A late 1980s popular act was Boris Novković and his band Noćna straža. He is a son of the prominent Croatian composer of popular music Đorđe Novković. During the existence of the former Yugoslavia with SR Croatia as its constituent country, the Croatian music scene contributed a lot to the federal Yugoslav pop and rock. The Croatian candidates were very successful in the former Yugoslav national preselection for the Eurovision Song Contest called Jugovizija.

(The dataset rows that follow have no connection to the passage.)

PR #3326, opened 2026-09-06
Fix genai attribution & Expand coverage of genai tests

NimrodAvni78:
## Summary

Adds an OATS suite for the gen_ai retrieval client span, fixes the one attribute it emitted off-spec, and closes attribute gaps in the existing gen_ai suites.

**Retrieval attribute fix.** `tracesgen` emitted the collection top-k as a hand-rolled `gen_ai.retrieval.top_k`. That attribute does not exist in semantic conventions and collides with the `gen_ai.retrieval` namespace, so weaver rejected every retrieval span. The retrieval client span already defines `gen_ai.request.top_k` for this and the other gen_ai paths use it; this switches to it. Violations for the suite go from 240 to 0.

**New retrieval suite.** A small FastAPI client against a real Qdrant, aliased to `vectors.qdrant.tech` so the vendor host map resolves the provider rather than falling back to the generic heuristic. It exercises both `/points/search` and `/points/query`. Retrieval detection is off by default, so the OATS gen_ai config now enables it. Observed on a live run: `retrieval qdrant` (client kind), `gen_ai.provider.name=qdrant`, `gen_ai.operation.name=retrieval`, `gen_ai.request.top_k` carrying the real limit.

**Gaps in the existing suites.** These requests now set parameters that map to emitted attributes but were never exercised, so the attributes had no coverage: OpenAI gains choice count, seed, presence and frequency penalties, stop sequences, service tier and the embeddings encoding format; Anthropic sets `top_k`; Gemini sets a response MIME type, covering `gen_ai.output.type`; the Bedrock mock returns a guardrail id header, covering `aws.bedrock.guardrail.id`.

`gen_ai.data_source.id` remains unset for Qdrant, which keeps the collection in the URL path while the parser only reads it from the request body. Left for a follow-up.

## Validation


mmat11 (approved):
lgtm

grcevski (approved):
LGTM!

For several consecutive years, Yugoslavia in the Eurovision Song Contest was represented solely by Croatian artists: Doris Dragović in 1986; Novi fosili in 1987; Srebrna krila in 1988, the winners of the Eurovision Song Contest 1989 – the Croatian group Riva, and Tajči in 1990.

===1990s===
The Eurovision Song Contest 1990 was held in the Vatroslav Lisinski Concert Hall in Zagreb, where again, Yugoslavia was represented by a Croatian artist – Tajči. An important person behind most of these successful Croatian Eurovision acts was the prominent popular music producer and composer Zrinko Tutić.

With the outbreak of the Croatian War of Independence many Croatian musicians gathered to record humanitarian or tribute albums for the Croatian forces. Such projects included Hrvatski Band Aid and Rock za Hrvatsku. The latter included the famous song "E, moj druže Beogradski" (Hey my Belgrade comrade) by Jura Stublić, the frontman of the group Film. Following the proclamation of Croatia as an independent state, many new Croatian artists emerged. One of the most notable hits in this period was Tek je 12 sati by the dance-pop group ET (Electro-team). Croatia's national music awards, Porins, were established in 1994..

Croatian independence also introduced a new generation of performers such as Daleka Obala, Thompson and pop act Baruni.

==Festivals==

Croatia is known for its specific Dalmatian folk music sound which mixed with various forms of popular music is represented at the festivals held on the Adriatic coast, such as the Split Festival and formerly the Opatija Festival. This style of music is similar to the Italian Canzone and the Sanremo Music Festival and some of its most notable act are Oliver Dragojević and Mišo Kovač. One of the most notable festival solo singer was Vice Vukov, who represented former Yugoslavia at the Eurovision Song Contest 1963 and 1965, before being accused of croatian nationalism during the Croatian Spring and subsequently persecuted by the Yugoslav authorities. Other eminent festival performers include: Tereza Kesovija, Doris Dragović, Jasna Zlokić, Meri Cetinić and formerly the group Dubrovački trubaduri. The latter featured elements of the Dubrovnik renaissance music traditions.

==Eurovision Song Contest==

Croatia has taken part in the Eurovision Song Contest as an independent country since 1993. As of 2024, its best placing so far was 2nd in 2024.